━━ GIVEN RECORDS

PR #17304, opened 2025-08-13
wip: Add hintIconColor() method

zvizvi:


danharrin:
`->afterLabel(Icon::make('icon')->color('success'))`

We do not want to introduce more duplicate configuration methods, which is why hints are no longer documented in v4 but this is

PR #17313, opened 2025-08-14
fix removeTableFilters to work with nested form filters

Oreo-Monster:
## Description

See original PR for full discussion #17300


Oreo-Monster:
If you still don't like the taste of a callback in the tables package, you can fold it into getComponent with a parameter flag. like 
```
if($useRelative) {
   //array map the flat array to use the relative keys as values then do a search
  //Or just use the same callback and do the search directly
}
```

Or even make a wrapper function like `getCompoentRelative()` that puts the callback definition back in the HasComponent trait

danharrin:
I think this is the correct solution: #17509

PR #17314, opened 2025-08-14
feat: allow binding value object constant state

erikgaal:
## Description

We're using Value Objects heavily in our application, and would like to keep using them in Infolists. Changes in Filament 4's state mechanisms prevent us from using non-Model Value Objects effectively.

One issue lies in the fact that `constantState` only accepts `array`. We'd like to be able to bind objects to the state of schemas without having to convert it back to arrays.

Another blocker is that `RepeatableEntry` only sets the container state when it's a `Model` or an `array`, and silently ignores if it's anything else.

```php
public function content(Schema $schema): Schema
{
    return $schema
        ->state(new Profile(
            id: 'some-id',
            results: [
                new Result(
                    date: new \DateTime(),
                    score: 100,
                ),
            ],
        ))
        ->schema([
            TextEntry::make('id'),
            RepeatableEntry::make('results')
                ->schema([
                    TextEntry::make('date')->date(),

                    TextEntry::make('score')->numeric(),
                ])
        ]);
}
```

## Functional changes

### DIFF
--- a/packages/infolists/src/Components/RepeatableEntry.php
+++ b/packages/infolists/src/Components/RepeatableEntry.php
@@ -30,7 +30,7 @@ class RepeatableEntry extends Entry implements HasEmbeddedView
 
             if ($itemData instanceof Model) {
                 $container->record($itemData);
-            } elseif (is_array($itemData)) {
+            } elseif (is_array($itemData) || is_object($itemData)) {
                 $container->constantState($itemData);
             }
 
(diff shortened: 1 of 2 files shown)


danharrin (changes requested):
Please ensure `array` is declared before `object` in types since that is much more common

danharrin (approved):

━━━━
━━ GIVEN RECORDS

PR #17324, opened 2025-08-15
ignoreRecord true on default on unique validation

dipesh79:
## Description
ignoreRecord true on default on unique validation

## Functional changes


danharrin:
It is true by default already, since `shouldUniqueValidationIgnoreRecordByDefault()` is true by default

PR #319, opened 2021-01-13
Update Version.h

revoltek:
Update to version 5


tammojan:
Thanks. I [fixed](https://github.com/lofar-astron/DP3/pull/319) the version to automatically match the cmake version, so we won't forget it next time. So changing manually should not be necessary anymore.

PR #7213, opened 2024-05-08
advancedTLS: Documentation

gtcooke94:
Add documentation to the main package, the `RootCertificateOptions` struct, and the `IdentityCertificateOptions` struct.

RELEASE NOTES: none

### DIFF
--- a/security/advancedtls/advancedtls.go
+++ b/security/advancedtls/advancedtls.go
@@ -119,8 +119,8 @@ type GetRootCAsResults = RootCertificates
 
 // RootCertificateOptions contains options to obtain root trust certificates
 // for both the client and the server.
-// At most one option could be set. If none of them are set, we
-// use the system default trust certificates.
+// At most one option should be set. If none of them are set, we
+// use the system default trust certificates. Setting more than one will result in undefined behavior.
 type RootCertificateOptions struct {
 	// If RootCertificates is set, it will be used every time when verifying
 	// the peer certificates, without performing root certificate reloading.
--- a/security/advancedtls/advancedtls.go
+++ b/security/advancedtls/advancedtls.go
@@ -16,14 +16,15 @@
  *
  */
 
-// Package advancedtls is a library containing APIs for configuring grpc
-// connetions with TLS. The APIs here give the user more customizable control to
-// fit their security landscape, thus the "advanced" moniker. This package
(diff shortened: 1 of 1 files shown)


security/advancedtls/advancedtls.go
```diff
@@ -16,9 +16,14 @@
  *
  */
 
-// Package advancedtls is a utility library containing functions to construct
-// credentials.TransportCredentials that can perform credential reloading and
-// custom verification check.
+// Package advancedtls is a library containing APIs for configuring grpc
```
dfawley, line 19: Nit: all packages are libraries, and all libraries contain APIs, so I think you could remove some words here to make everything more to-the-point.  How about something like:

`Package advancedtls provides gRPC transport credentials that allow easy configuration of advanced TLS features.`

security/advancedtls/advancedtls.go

━━━━

**DESCRIPTION OF THE TASK:**
Go line by line through the records above and copy each one containing "default".

**OUTPUT OF THE EXERCISE:**
ignoreRecord true on default on unique validation
ignoreRecord true on default on unique validation
It is true by default already, since `shouldUniqueValidationIgnoreRecordByDefault()` is true by default
-// use the system default trust certificates.
+// use the system default trust certificates. Setting more than one will result in undefined behavior.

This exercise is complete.